■ **TASK BRIEF**: All lines containing the string "freeze" must be copied from the entries.

■ **RECORDS**:
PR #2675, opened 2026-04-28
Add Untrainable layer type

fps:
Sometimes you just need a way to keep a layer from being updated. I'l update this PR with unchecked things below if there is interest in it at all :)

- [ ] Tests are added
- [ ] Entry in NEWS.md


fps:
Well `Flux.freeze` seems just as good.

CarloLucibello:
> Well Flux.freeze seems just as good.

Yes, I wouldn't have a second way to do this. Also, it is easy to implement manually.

■ **WRITTEN SOLUTION**:
Well `Flux.freeze` seems just as good.
> Well Flux.freeze seems just as good.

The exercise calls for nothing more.